800 563 Irfan Noormansyah

Siapa tak tahu Hotel Homann ? Sebuah hotel legendaris di Kota Bandung yang masih berdiri tegak sampai dengan sekarang. Namun tak banyak orang yang tahu bahwa dulunya Hotel yang dibangun oleh Adolf & Maria Homann ini hanya berbilik bambu dan beratapkan jerami saat pertama kali berdiri pada sekitar tahun 1871 dengan nama Hotel Post Road.

Bangunan hotel tersebut beberapa kali mengalami beberapa kali perubahan bentuk dan nama hingga dikenal dengan nama Grand Hotel Homann. Perubahan paling signifikan terjadi pada tahun 1937-1939, di bawah intruksi pemiliknya yang baru yaitu Mr. F.J.A Van Es, arsitek ternama Albert Frederick Aalbers merancang bangunan Homann dengan gaya Streamline Art Deco yang megah. Bangunan tersebut menjadi kembaran bangunan Bank Denis (kini digunakan oleh BJB) yang terletak di kawasan Jl. Braga.

Nama Grand Hotel Homann pun berganti menjadi Hotel Savoy Homann pada tahun 1940. Nama Savoy ditambahkan untuk menegaskan kebesarannya.
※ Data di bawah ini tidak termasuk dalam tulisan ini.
Issue #21153, opened 2026-03-16
Chart query SQL is unformatted when copied or opened in SQL Runner


jesshitchcock:
## Bug

When copying or opening the **chart query** SQL from the explorer's SQL card (via the copy button or "Open in SQL Runner"), the SQL is unformatted. The **base query** is not affected because the backend already builds it with newlines.

### Steps to reproduce

1. Open any explore and run a query with a pivot (so the "Chart Query" tab appears)
2. Expand the SQL section and select "Chart Query"
3. Either copy the SQL using the clipboard icon or click "Open in SQL Runner"
4. The SQL is unformatted — a dense string with minimal line breaks

### Expected behavior

The copied/opened SQL should be formatted the same way it appears in the SQL card display.

### Fix

1. **Frontend**: Format the SQL in `SqlCard.tsx` with `sql-formatter` before passing to copy and "Open in SQL Runner", matching what `RenderedSql` already does for display

PR #21156, opened 2026-03-16
chore: fix chart query formatting

jesshitchcock:
Closes: https://github.com/lightdash/lightdash/issues/21153

### Description:
Previously, copying SQL from the SQL card or opening it in the SQL Runner gave you one long unformatted line which was difficult to work with. 

### Changes
The SQL is now automatically formatted in the SQL card before it hits the `open in SQL runner` or `copy` button, using the correct syntax for your warehouse (BigQuery, Postgres, Snowflake, etc.). If formatting ever fails for any reason, it falls back to the raw SQL so nothing breaks but logs an error. 

buttons_for_copying_sql

[Loom explainer](https://www.loom.com/share/0b6a8f8aa6c945938a4f2dcd89b89344)

### DIFF
--- a/packages/frontend/src/components/Explorer/SqlCard/SqlCard.tsx
+++ b/packages/frontend/src/components/Explorer/SqlCard/SqlCard.tsx
@@ -81,8 +81,8 @@ const SqlCard: FC<SqlCardProps> = memo(({ projectUuid }) => {
                 language: getLanguage(project?.warehouseConnection?.type),
             });
         } catch (e) {
-            console.error(
-                'Error rendering SQL:',
+            console.warn(
+                'Error formatting SQL:',
                 e instanceof Error ? e.message : 'Unknown error occurred',
             );
             return selectedSql;


packages/frontend/src/components/Explorer/SqlCard/SqlCard.tsx
```diff
@@ -62,6 +74,21 @@ const SqlCard: FC<SqlCardProps> = memo(({ projectUuid }) => {
...
         selectedView === 'pivotQuery' ? data?.pivotQuery : data?.query;
 
+    const formattedSql = useMemo(() => {
+        if (!selectedSql) return '';
+        try {
+            return format(selectedSql, {
+                language: getLanguage(project?.warehouseConnection?.type),
+            });
+        } catch (e) {
+            console.error(
```
Spissable: Nitpick: I would change it to `console.warn` since it's not really essential functionality and instead of `'Error rendering SQL:'` -> `'Error formatting SQL: '`

jesshitchcock: fixed in next commit

Issue #20674, opened 2026-02-26
fix: metrics-with-time-dimensions endpoint silently truncates results to 50


almeidabbm:
## Current endpoint issues

The `GET /api/v1/projects/{projectUuid}/dataCatalog/metrics-with-time-dimensions` endpoint returns a non-deterministic, incomplete subset of metrics. Results change after every project refresh, and entire models can appear/disappear from the response.

## Root Cause

`CatalogService.getAllCatalogMetricsWithTimeDimensions()` calls `catalogModel.search()` **without pagination args**. However, `CatalogModel.search()` always constructs a pagination object with hardcoded defaults (`{ page: 1, pageSize: 50 }`), which means results are silently capped at 50 rows — even though `KnexPaginate.paginate()` supports returning all results when `paginateArgs` is `undefined`.

The 50 metrics selected depend on `search_rank` ordering, which changes on every catalog re-index (project refresh). After the 50-row cap, `getAvailableCompareMetrics()` further filters to only metrics with valid time dimensions, reducing the final count even more.

**Code path:**
1. `CatalogService.ts:1407-1418` — calls `catalogModel.search()` with no `paginateArgs`
2. `CatalogModel.ts:1208-1211` — always constructs `{ page: 1, pageSize: 50 }` even when `paginateArgs` is `undefined`
3. `KnexPaginate (pagination/index.ts:13-52)` — has a `return all` path when `paginateArgs` is `undefined`, but it's never reached from `search()`

## Reproduction

Using the jaffle shop demo project (345 spotlight metrics, 179 with valid time dimensions):

```bash
# Returns only 25-48 metrics (varies per refresh) instead of 179
curl -H 'Authorization: ApiKey $TOKEN' \
  "$SITE_URL/api/v1/projects/$PROJECT_UUID/dataCatalog/metrics-with-time-dimensions" \
  | jq '.results | length'

# Trigger a refresh, then query again — completely different set of metrics
curl -X POST -H 'Authorization: ApiKey $TOKEN' \
  "$SITE_URL/api/v1/projects/$PROJECT_UUID/refresh"

sleep 35

curl -H 'Authorization: ApiKey $TOKEN' \
  "$SITE_URL/api/v1/projects/$PROJECT_UUID/dataCatalog/metrics-with-time-dimensions" \
  | jq '.results | length'
```

Three consecutive refreshes produced three different result sets (27, 48, 25 metrics) with almost no overlap.

[...]

PR #21172, opened 2026-03-16
feat: add v2 API endpoint for paginated metrics with time dimensions

tatianainama:
Closes: #20674

### Description:

Added paginated v2 endpoint for metrics with time dimensions. Supports sorting for deterministic results

#### Context

The v1 endpoint can silently return incomplete results, as it currently filters in memory after db pagination. This returns a subset of the expected results. This new endpoint moves the filtering to the db and exposes proper pagination results so api consumers get predictable results.

### DIFF
--- a/packages/backend/src/services/CatalogService/CatalogService.ts
+++ b/packages/backend/src/services/CatalogService/CatalogService.ts
@@ -1415,6 +1415,7 @@ export class CatalogService<
             },
             tablesConfiguration:
                 await this.projectModel.getTablesConfiguration(projectUuid),
+            hasTimeDimension: true,
         });
 
         const filteredMetrics = allCatalogMetrics.data.filter(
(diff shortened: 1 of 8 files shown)


packages/backend/src/services/CatalogService/CatalogService.ts
```diff
@@ -1435,6 +1436,50 @@ export class CatalogService<
...
+                filter: CatalogFilter.Metrics,
+            },
+            tablesConfiguration:
+                await this.projectModel.getTablesConfiguration(projectUuid),
+            hasTimeDimension: true,
+            paginateArgs,
+            sortArgs,
+        });
+
+        return results as KnexPaginatedData<CatalogField[]>;
```
tatianainama, line 1507: safe to cast, we are filtering query with `CatalogType.Field` but `.search()` returns `CatalogItem` anyways. We need to improve type narrowing in search to avoid this casting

Bentuk bangunan Hotel Savoy Homann yang didesain A.F Aalbers pun bertahan sampai saat ini dengan penambahan fasilitas dan gedung baru di bagian belakang hotel.

Setelah Van Es meninggal dunia, kepemilikan sempat berganti kepada istrinya yang kemudian menjual Homann kepada R.H.M Saddak yang merupakan pengusaha ekspor-impor ternama di Indonesia. R.H.M Saddak juga tercatat sebagai anggota Dewan Perwakilan Rakyat Republik Indonesia. Kepemilikan atas Homann pun kembali berganti kepada H.E.K Ruchiyat pada tahun 1987 sebelum akhirnya kini dimiliki oleh Bidakara Group sejak tahun 2000.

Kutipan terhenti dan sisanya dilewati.